PR #14468, opened 2023-02-20
[tr064] Enhancements, code improvements and fixes

### LINKED ISSUE #10327: [tr064] Address book unavailable due to "IllegalStateException: Duplicate key" when phone numbers are not unique
Hi guys,

I am using openhab3 and tr046 binding and the phonebook feature for fritzbox. In principle all works fine. However, there is a challenge for my setup that is certainly relevant for others.

In my address book, I have the same phone number in two entries. There are two cases:
- same number in two contacts (e.g. fixed line of my brother and his wife)
- same number in one contact (e.g. because entries coming from an exchange server contain the same number as "mobile" and "work")

These cases, here shown for the second case, lead to a warning:

```
2021-03-14 13:00:15.924 [WARN ] [mmon.WrappedScheduledExecutorService] - Scheduled runnable ended with an exception: 
java.lang.IllegalStateException: Duplicate key +491XXXXXXXXXX (attempted merging values Doe, John and Doe, John)
	at java.util.stream.Collectors.duplicateKeyException(Collectors.java:133) ~[?:?]
	at java.util.stream.Collectors.lambda$uniqKeysMapAccumulator$1(Collectors.java:180) ~[?:?]
	at java.util.stream.ReduceOps$3ReducingSink.accept(ReduceOps.java:169) ~[?:?]
...

```

Reason for this error is that the number +491XXXXXXXXXX is configured as both, mobile and work number of John Doe. Unfortunately I cannot change that because it is coming from the exchange server at my work.

The result is that the address book is not available at all. I think it would be reasonable that the value (name) for the key (phone number) is simply overwritten by the last entry.

### LINKED ISSUE #10919: [tr064] Add current downstream/upstream rates for FritzBox
Please provide the information of current downstream and upstream rates in channels

J-N-K:
Fixes #10327
Fixes #10919 

Includes the changes from

https://github.com/smarthomej/addons/pull/21
https://github.com/smarthomej/addons/pull/55
https://github.com/smarthomej/addons/pull/59
https://github.com/smarthomej/addons/pull/79
https://github.com/smarthomej/addons/pull/110
https://github.com/smarthomej/addons/pull/111
https://github.com/smarthomej/addons/pull/119
https://github.com/smarthomej/addons/pull/126
https://github.com/smarthomej/addons/pull/129
https://github.com/smarthomej/addons/pull/135
https://github.com/smarthomej/addons/pull/139
https://github.com/smarthomej/addons/pull/144
https://github.com/smarthomej/addons/pull/160
https://github.com/smarthomej/addons/pull/179
https://github.com/smarthomej/addons/pull/188
https://github.com/smarthomej/addons/pull/273


bundles/org.openhab.binding.tr064/src/main/resources/OH-INF/thing/thing-types.xml
```diff
@@ -146,7 +169,7 @@
 			</parameter>
 			<parameter name="macOnline" type="text" multiple="true">
 				<label>MAC Online</label>
-				<description>List of MACs for "online" status detection (format: 11:11:11:11:11:11). One MAC-Address per row.</description>
+				<description>List of MACs for "online" status detection (format: 11:11:11:11:11:11).</description>
```
lsiepel, line 172: This was recently fixed, please revert.

bundles/org.openhab.binding.tr064/src/main/resources/channels.xml
```diff
@@ -65,7 +65,7 @@
 			serviceId="urn:X_AVM-DE_HostFilter-com:serviceId:X_AVM-DE_HostFilter1"/>
 		<getAction name="GetWANAccessByIP" argument="NewDisallow">
 			<parameter name="NewIPv4Address" thingParameter="wanBlockIPs"
-				pattern="^((25[0-5]|(2[0-4]|1\d|[1-9]|)\d)(\.(?!$)|$)){4}$"/>
+				pattern="[1-9]\d{0,2}\.(\d{1,3}\.){2}[1-9]\d{0,2}(\s*#.*)*"/>
```
lsiepel, line 68: This was recently fixed, please revert.

bundles/org.openhab.binding.tr064/README.md
```diff
@@ -70,12 +74,17 @@ If the `PHONEBOOK` profile shall be used, it is necessary to retrieve the phoneb
 The `phonebookInterval` is used to set the refresh cycle for phonebooks.
 It defaults to 600 seconds, and it can be set to 0 if phonebooks are not used.
 
-Some parameters (e.g. `macOnline`, `wanBlockIPs`) accept lists. 
-List items are configured one per line in the UI, or are comma separated values when using textual config.
-These parameters that accept list can also contain comments.
+Parameters that accept lists (e.g. `macOnline`, `wanBlockIPs`) can contain comments.
```
lsiepel, line 77: This was recently fixed, please revert.

bundles/org.openhab.binding.tr064/src/main/resources/OH-INF/thing/thing-types.xml
J-N-K: Why is that necessary?

bundles/org.openhab.binding.tr064/src/main/resources/channels.xml
J-N-K: The "fix" prevents adding comments. This is wrong and against the documentation.

bundles/org.openhab.binding.tr064/src/main/java/org/openhab/binding/tr064/internal/phonebook/Tr064PhonebookImpl.java
```diff
@@ -33,37 +33,42 @@
...
+                    number -> normalizeNumber(number.getValue()), number -> contactName, this::mergeSameContactNames));
+        }).collect(HashMap::new, HashMap::putAll, HashMap::putAll);
+        logger.debug("Downloaded phonebook {}: {}", phonebookName, phonebook);
     }
 
     // in case there are multiple phone entries with same number -> name mapping, i.e. in phonebooks exported from
     // mobiles containing multiple accounts like: local, cloudprovider1, messenger1, messenger2,...
     private String mergeSameContactNames(String nameA, String nameB) {
-        if (nameA.equals(nameB)) {
+        if (nameA != null && nameA.equals(nameB)) {
```
lsiepel, line 71: This was recently fixed, please revert. 
`nameA` cannot be null

bundles/org.openhab.binding.tr064/src/main/resources/OH-INF/thing/thing-types.xml
lsiepel: Because the documentation was unclear. Details here https://github.com/openhab/openhab-addons/pull/14291 and https://github.com/openhab/openhab-addons/issues/13798

J-N-K: I don't understand why one would like to add a comma-separated list there, but ok.

bundles/org.openhab.binding.tr064/src/main/resources/channels.xml
lsiepel: Sorry, i stared too much at the ip-address part and forgot about the optional comment.

bundles/org.openhab.binding.tr064/src/main/java/org/openhab/binding/tr064/internal/phonebook/Tr064PhonebookImpl.java
J-N-K: I'm not 100% sure this is correct, but in case the name is `null` the check must be done at another place. Please see my fix.

bundles/org.openhab.binding.tr064/src/main/resources/channels.xml
```diff
@@ -244,6 +196,24 @@
 			serviceId="urn:WANCIfConfig-com:serviceId:WANCommonInterfaceConfig1"/>
 		<getAction name="GetTotalBytesSent" argument="NewTotalBytesSent"/>
 	</channel>
+	<channel name="wanCurrentDownstreamBitrate" label="Current Downstream Rate">
```
jlaur, line 199: Thing upgrade instructions seems missing for these new channels?

bundles/org.openhab.binding.tr064/src/main/resources/channels.xml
===============
- What to work on: Your task is to quote the listing above word for word.

- Solved exercise:
PR #14468, opened 2023-02-20
[tr064] Enhancements, code improvements and fixes

### LINKED ISSUE #10327: [tr064] Address book unavailable due to "IllegalStateException: Duplicate key" when phone numbers are not unique
Hi guys,

I am using openhab3 and tr046 binding and the phonebook feature for fritzbox. In principle all works fine. However, there is a challenge for my setup that is certainly relevant for others.

In my address book, I have the same phone number in two entries. There are two cases:
- same number in two contacts (e.g. fixed line of my brother and his wife)
- same number in one contact (e.g. because entries coming from an exchange server contain the same number as "mobile" and "work")

These cases, here shown for the second case, lead to a warning:

```
2021-03-14 13:00:15.924 [WARN ] [mmon.WrappedScheduledExecutorService] - Scheduled runnable ended with an exception: 
java.lang.IllegalStateException: Duplicate key +491XXXXXXXXXX (attempted merging values Doe, John and Doe, John)
	at java.util.stream.Collectors.duplicateKeyException(Collectors.java:133) ~[?:?]
	at java.util.stream.Collectors.lambda$uniqKeysMapAccumulator$1(Collectors.java:180) ~[?:?]
	at java.util.stream.ReduceOps$3ReducingSink.accept(ReduceOps.java:169) ~[?:?]
...

```

Reason for this error is that the number +491XXXXXXXXXX is configured as both, mobile and work number of John Doe. Unfortunately I cannot change that because it is coming from the exchange server at my work.

The result is that the address book is not available at all. I think it would be reasonable that the value (name) for the key (phone number) is simply overwritten by the last entry.

### LINKED ISSUE #10919: [tr064] Add current downstream/upstream rates for FritzBox
Please provide the information of current downstream and upstream rates in channels

J-N-K:
Fixes #10327
Fixes #10919 

Includes the changes from

https://github.com/smarthomej/addons/pull/21
https://github.com/smarthomej/addons/pull/55
https://github.com/smarthomej/addons/pull/59
https://github.com/smarthomej/addons/pull/79
https://github.com/smarthomej/addons/pull/110
https://github.com/smarthomej/addons/pull/111
https://github.com/smarthomej/addons/pull/119
https://github.com/smarthomej/addons/pull/126
https://github.com/smarthomej/addons/pull/129
https://github.com/smarthomej/addons/pull/135
https://github.com/smarthomej/addons/pull/139
https://github.com/smarthomej/addons/pull/144
https://github.com/smarthomej/addons/pull/160
https://github.com/smarthomej/addons/pull/179
https://github.com/smarthomej/addons/pull/188
https://github.com/smarthomej/addons/pull/273


bundles/org.openhab.binding.tr064/src/main/resources/OH-INF/thing/thing-types.xml
```diff
@@ -146,7 +169,7 @@
 			</parameter>
 			<parameter name="macOnline" type="text" multiple="true">
 				<label>MAC Online</label>
-				<description>List of MACs for "online" status detection (format: 11:11:11:11:11:11). One MAC-Address per row.</description>
+				<description>List of MACs for "online" status detection (format: 11:11:11:11:11:11).</description>
```
lsiepel, line 172: This was recently fixed, please revert.

bundles/org.openhab.binding.tr064/src/main/resources/channels.xml
```diff
@@ -65,7 +65,7 @@
 			serviceId="urn:X_AVM-DE_HostFilter-com:serviceId:X_AVM-DE_HostFilter1"/>
 		<getAction name="GetWANAccessByIP" argument="NewDisallow">
 			<parameter name="NewIPv4Address" thingParameter="wanBlockIPs"
-				pattern="^((25[0-5]|(2[0-4]|1\d|[1-9]|)\d)(\.(?!$)|$)){4}$"/>
+				pattern="[1-9]\d{0,2}\.(\d{1,3}\.){2}[1-9]\d{0,2}(\s*#.*)*"/>
```
lsiepel, line 68: This was recently fixed, please revert.

bundles/org.openhab.binding.tr064/README.md
```diff
@@ -70,12 +74,17 @@ If the `PHONEBOOK` profile shall be used, it is necessary to retrieve the phoneb
 The `phonebookInterval` is used to set the refresh cycle for phonebooks.
 It defaults to 600 seconds, and it can be set to 0 if phonebooks are not used.
 
-Some parameters (e.g. `macOnline`, `wanBlockIPs`) accept lists. 
-List items are configured one per line in the UI, or are comma separated values when using textual config.
-These parameters that accept list can also contain comments.
+Parameters that accept lists (e.g. `macOnline`, `wanBlockIPs`) can contain comments.
```
lsiepel, line 77: This was recently fixed, please revert.

bundles/org.openhab.binding.tr064/src/main/resources/OH-INF/thing/thing-types.xml
J-N-K: Why is that necessary?

bundles/org.openhab.binding.tr064/src/main/resources/channels.xml
J-N-K: The "fix" prevents adding comments. This is wrong and against the documentation.

bundles/org.openhab.binding.tr064/src/main/java/org/openhab/binding/tr064/internal/phonebook/Tr064PhonebookImpl.java
```diff
@@ -33,37 +33,42 @@
...
+                    number -> normalizeNumber(number.getValue()), number -> contactName, this::mergeSameContactNames));
+        }).collect(HashMap::new, HashMap::putAll, HashMap::putAll);
+        logger.debug("Downloaded phonebook {}: {}", phonebookName, phonebook);
     }
 
     // in case there are multiple phone entries with same number -> name mapping, i.e. in phonebooks exported from
     // mobiles containing multiple accounts like: local, cloudprovider1, messenger1, messenger2,...
     private String mergeSameContactNames(String nameA, String nameB) {
-        if (nameA.equals(nameB)) {
+        if (nameA != null && nameA.equals(nameB)) {
```
lsiepel, line 71: This was recently fixed, please revert. 
`nameA` cannot be null

bundles/org.openhab.binding.tr064/src/main/resources/OH-INF/thing/thing-types.xml
lsiepel: Because the documentation was unclear. Details here https://github.com/openhab/openhab-addons/pull/14291 and https://github.com/openhab/openhab-addons/issues/13798

J-N-K: I don't understand why one would like to add a comma-separated list there, but ok.

bundles/org.openhab.binding.tr064/src/main/resources/channels.xml
lsiepel: Sorry, i stared too much at the ip-address part and forgot about the optional comment.

bundles/org.openhab.binding.tr064/src/main/java/org/openhab/binding/tr064/internal/phonebook/Tr064PhonebookImpl.java
J-N-K: I'm not 100% sure this is correct, but in case the name is `null` the check must be done at another place. Please see my fix.

bundles/org.openhab.binding.tr064/src/main/resources/channels.xml
```diff
@@ -244,6 +196,24 @@
 			serviceId="urn:WANCIfConfig-com:serviceId:WANCommonInterfaceConfig1"/>
 		<getAction name="GetTotalBytesSent" argument="NewTotalBytesSent"/>
 	</channel>
+	<channel name="wanCurrentDownstreamBitrate" label="Current Downstream Rate">
```
jlaur, line 199: Thing upgrade instructions seems missing for these new channels?

bundles/org.openhab.binding.tr064/src/main/resources/channels.xml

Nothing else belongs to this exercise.